Friday, November 10, 2006

Zerbombt

08/11/2006, Blasted by Sarah Kane, Directed by Thomas Ostermeier.

Blasted, the notorious play that received the most belligerent reviews after its 1995 London premiere, and is rarely revived, is undoubtfully everlasting. Having as impetus the civil war in Bosnia Kane brings this war into a Leeds hotel room and engages with the absurdity and decadence of war puttting forward questions such as if there is a God and what constitutes human ethics. Cannibalism, sodomism and violation of the body onstage did not affect me as much as the visualisation of the atrocities of war that are narrated by the soldier to Ian; pure sickness
and claustrophobia. It rings a bell for all the bestialities we have heard of during the latest wars in Iraq, Afghanistan, former Yugoslavia...
That night a bomb had exploded in our minds and deprived us from the ability to utter a phrase that made sense.

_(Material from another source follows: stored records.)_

PR #1218, opened 2017-12-14
Fix #1170 by removing invocationId from non-blocking calls

### LINKED ISSUE #1170: Review Invocation ID format
We want these to be per connection, but serialization could be tricky. 

cc @anurse

anurse:
When talking about #1170 we were talking about how it's going to be a performance problem that we serialize Invocations once for each connection involved in a broadcast. However, if we serialize once, we have to update Invocation IDs as they are supposed to be local to the connection. That means that to serialize once we have to use globally-unique IDs (GUIDs).

However, the messages sent from Server to Client are always non-blocking. In a non-blocking message, the sender **never** expects to receive a response. This means that there's no reason for an invocation ID at all. So this PR changes how non-blocking messages are rendered. Instead of using a boolean flag, the presence of `invocationId` will indicate if a message is "blocking" and expects a response. This is similar to how [JSON-RPC notifications](http://www.jsonrpc.org/specification#notification) work.

In JSON this is represented by simply omitting the `invocationId` parameter. In MsgPack, the `invocationId` value is written as a MsgPack `nil` value. Only the Invocation message is affected as StreamInvocations are always blocking by design.

Spec update is coming shortly in a commit to this PR.


davidfowl:
Lets also get rid of the blocking/non-blocking nomenclature in the spec, it's extremely confusing to talk about in the same breath as async (which all of the methods are). We might consider using something related to ACKs (ACKed invocations) or something similar.

test/Microsoft.AspNetCore.SignalR.Tests/HubEndpointTests.cs
```diff
@@ -566,12 +566,12 @@ public class HubEndpointTests
...
                 await client.SendInvocationAsync(methodName, nonBlocking: true).OrTimeout();
 
-                // Nothing should have been written
-                Assert.False(client.Application.Reader.TryRead(out var buffer));
-
                 // kill the connection
                 client.Dispose();
 
+                // Nothing should have been written
+                Assert.False(client.Application.Reader.TryRead(out var buffer));
```
davidfowl: Why this change?

benchmarks/Microsoft.AspNetCore.SignalR.Microbenchmarks/HubProtocolBenchmark.cs
```diff
@@ -36,16 +36,16 @@ public void GlobalSetup()
             switch (Input)
             {
                 case Message.NoArguments:
-                    _hubMessage = new InvocationMessage("123", true, "Target", null);
+                    _hubMessage = new InvocationMessage(invocationId: null, target: "Target", argumentBindingException: null);
```
davidfowl: Why not add an ctor overload of InvocationMessage that doesn't take the invocationId?

src/Microsoft.AspNetCore.SignalR.Common/Internal/Protocol/HubMethodInvocationMessage.cs
```diff
@@ -63,23 +56,27 @@ public HubMethodInvocationMessage(string invocationId, string target, ExceptionD
 
     public class InvocationMessage : HubMethodInvocationMessage
```
davidfowl: Add a constructor that doesn't take invocationId

src/Microsoft.AspNetCore.SignalR.Common/Internal/Protocol/MessagePackHubProtocol.cs
```diff
@@ -77,18 +77,25 @@ private static HubMessage ParseMessage(Stream input, IInvocationBinder binder)
         private static InvocationMessage CreateInvocationMessage(Unpacker unpacker, IInvocationBinder binder)
         {
             var invocationId = ReadInvocationId(unpacker);
-            var nonBlocking = ReadBoolean(unpacker, "nonBlocking");
+
+            // For MsgPack, we represent an empty invocation ID as an empty string,
+            // so we need to normalize that to "null", which is what indicates a non-blocking invocation.
+            if(string.IsNullOrEmpty(invocationId))
```
davidfowl: nit: f touching ( 😠

anurse:
> Lets also get rid of the blocking/non-blocking nomenclature in the spec

Got distracted but I do plan to update the spec in this PR before final approval/merging.

anurse:
Updated the spec. I also removed the ProtoBuf stuff rather than updating it because there is no plan to have an official ProtoBuf encoding in v1. We can easily bring it back from history (and it wasn't exactly complex)

test/Microsoft.AspNetCore.SignalR.Tests/HubEndpointTests.cs
anurse: It was never actually asserting that nothing was sent.

anurse: As a test, I commented out https://github.com/aspnet/SignalR/blob/1a842e92eccd1a54104b0e723abcc505dd20201b/src/Microsoft.AspNetCore.SignalR.Core/HubEndPoint.cs#L361 and the test still passed despite the fact that we now erroneously sent a Completion Message. This check makes it fail (as it should) when we send a response to the non-blocking invocation.

anurse:
Unfortunately, JSON.NET gets grumpy when you deserialize objects with read-only properties and more than one constructor. Adding an overloaded ctor to `InvocationMessage` that doesn't take an `invocationId` caused this problem in the Redis lifetime manager. So we have to do one of:

* Mark the ctor that contains `invocationId` with the `[JsonConstructor]` attribute (downside: couples to JSON.NET attributes)
* Remove the extra ctor (downside: lots of `invocationId: null` when you want to create non-blocking Invocation Message objects)
* Make the properties read-write (downside: the type really doesn't need to be mutable; and I think we'd also have to add a default ctor to allow JSON.NET to do it's thing)
* Use a different serialization technique in redis (surrogate types, JsonWriter, etc.)

src/Microsoft.AspNetCore.SignalR.Core/DefaultHubLifetimeManager.cs
```diff
@@ -150,7 +150,7 @@ public override Task InvokeGroupExceptAsync(string groupName, string methodName,
 
         private InvocationMessage CreateInvocationMessage(string methodName, object[] args)
         {
-            return new InvocationMessage(GetInvocationId(), nonBlocking: true, target: methodName, argumentBindingException: null, arguments: args);
+            return new InvocationMessage(null, target: methodName, argumentBindingException: null, arguments: args);
```
davidfowl: Why do you need to pass null? Also can you remove the GetInvocationId method?

src/Microsoft.AspNetCore.SignalR.Redis/RedisHubLifetimeManager.cs
```diff
@@ -170,7 +170,7 @@ public override Task InvokeConnectionAsync(string connectionId, string methodNam
                 throw new ArgumentNullException(nameof(connectionId));
             }
 
-            var message = new InvocationMessage(GetInvocationId(), nonBlocking: true, target: methodName, argumentBindingException: null, arguments: args);
+            var message = new InvocationMessage(null, target: methodName, argumentBindingException: null, arguments: args);
```
davidfowl: Why pass null?

src/Microsoft.AspNetCore.SignalR.Core/DefaultHubLifetimeManager.cs
anurse: Just missed updating this. Though the above comment means we need to rethink the plan for this a little.

anurse:
Decided to take the last option above. We didn't really need to be serializing full HubMessage objects anyway.

PR #1219, opened 2017-12-14
[WIP] Deflaking Tests

anurse:
It's only flaky in travis so I'm opening a PR to play around with some things.


davidfowl:
Why is travis failing on every PR

anurse:
That's the point of this PR, start reducing that :). Hopefully there are useful logs, but I bet this failure is a different test than I've been chasing (just because flaky tests are a pain)

anurse:
FYI, there's no change here yet, this is just logging and using a PR to trigger Travis so I can see and debug the flaky test.

anurse:
Think I found a way to resolve some of the flakiness around WebSockets while also finding a product bug. We didn't handle the close timeout very well and relied on `Task.Delay` to time us out. I think `Task.Delay` is less reliable than `CancellationTokenSource.CancelAfter` after looking at the code a little. Might look at applying this elsewhere.

mikaelm12:
@anurse Gonna go ahead and close this for you

PR #1222, opened 2017-12-15
WIP: Allocate the HubCallerContext and HubCallerClients per connection

davidfowl:
- It's actually only less overall allocations if we're doing invocations. If not then we have
2 extra long lived objects.
- I also don't like keeping this internal but I don't want it to be exposed in the hub


anurse:
Could these just be structs? Aren't they attached to the hub and simple wrapper around existing reference types?

davidfowl:
Possibly, I’ll look into that. I was looking at reducing the array allocation for connection ids for “others”

anurse:
Yeah, that would be harder to avoid

PR #1230, opened 2017-12-18
Others in group

mikaelm12:
The name says it all. (Now based on dev)


src/Microsoft.AspNetCore.SignalR.Core/IHubCallerClients`T.cs
```diff
@@ -1,12 +1,16 @@
 ﻿// Copyright (c) .NET Foundation. All rights reserved.
 // Licensed under the Apache License, Version 2.0. See License.txt in the project root for license information.
 
+using System.Collections.Generic;
```
anurse: Unintentional?

mikaelm12: Oops, yeah. Good catch

PR #1239, opened 2017-12-20
Initial typescript tidy up

anurse:
This is a first pass at some of the tidy up items:

* HttpConnection (and options)
  * jwt bearer rename -> bearer token (got C# while I was at it)
  * ~~onreceive and onclose should be methods and camelCase~~ see note below
* HubConnection (and options)
  * logging rename -> logger
  * Ctor needs more overloads
  * stop should be a promise.
  * ~~camelCase onclose~~ see note below
* Transports
  * ~~onclose and onreceive should be camelCase~~ see note below
  * Stop should be a promise

NOTE: We were going to camelCase the events. However, the events on `WebSocket` and `EventSource` are **not** camelCased (see https://developer.mozilla.org/en-US/docs/Web/API/WebSocket for example). Given that, I've changed my mind a bit and think it would be more consistent for us to not camelCase them. Open to discussion if people disagree, but either way we should just pick a style and stick with it.

Going through the TypeScript code, I have some larger concerns that we may need to address prior to Preview 1. The testing is very minimal and relies heavily on specific errors occurring to indicate that things are "working" because we don't have sufficient abstractions for WebSocket, EventSource or XMLHttpRequest in the transports. I'm going to work on some more significant changes when I've got these small tidy-up items done.


client-ts/Microsoft.AspNetCore.SignalR.Client.TS/Transports.ts
```diff
@@ -103,14 +104,14 @@ export class WebSocketTransport implements ITransport {
 
 export class ServerSentEventsTransport implements ITransport {
     private readonly httpClient: IHttpClient;
-    private readonly jwtBearer: () => string;
+    private readonly accessToken: () => string;
```
muratg: :+1:

client-ts/Microsoft.AspNetCore.SignalR.Client.TS.Tests/HubConnection.spec.ts
```diff
@@ -56,7 +56,7 @@ describe("HubConnection", () => {
         it("sends an invocation", async () => {
             let connection = new TestConnection();
 
-            let hubConnection = new HubConnection(connection);
+            let hubConnection = new HubConnection(connection, { logger: null });
```
mikaelm12: Why do we bother passing in the null logger? We don't need a HubOptionsObject here, right?

client-ts/Microsoft.AspNetCore.SignalR.Client.TS/HubConnection.ts
```diff
@@ -34,10 +33,12 @@ export class HubConnection {
     private timeoutHandle: NodeJS.Timer;
     private serverTimeoutInMilliseconds: number;
 
+    constructor(url: string, options?: IHubConnectionOptions);
+    constructor(connection: IConnection, options?: IHubConnectionOptions);
     constructor(urlOrConnection: string | IConnection, options: IHubConnectionOptions = {}) {
         options = options || {};
 
-        this.serverTimeoutInMilliseconds = options.serverTimeoutInMilliseconds || DEFAULT_SERVER_TIMEOUT_IN_MS;
+        this.serverTimeoutInMilliseconds = options.timeoutInMilliseconds || DEFAULT_SERVER_TIMEOUT_IN_MS;
```
mikaelm12: Did we also want to rename this `serverTimeoutInMiliseconds`?

mikaelm12: Maybe the constant as well

client-ts/Microsoft.AspNetCore.SignalR.Client.TS.Tests/HubConnection.spec.ts
anurse: If the property isn't present, it uses ConsoleLogger by default. In tests, we want no logging at all (because it messes with the test output).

In order to visualise read what my friend Andromeda has written about it.

2 comments:

TraumGeist said...

What a German week this has been... I was actually in the country so I missed this, but I wonder whether not speaking a language helps you to have a somehow deeper connection with a production. A few years back I saw The Country in Vienna before my German had improved. It was a strange experience and words felt even more physical...

Mia Wallace said...

To be honest, it didnt make much difference to me, apart from the fact that I had to read the surtitles. I was so into the performance that I felt it was speaking a universal language for me! And its rhythm was really real-life. It gave the play its full potential.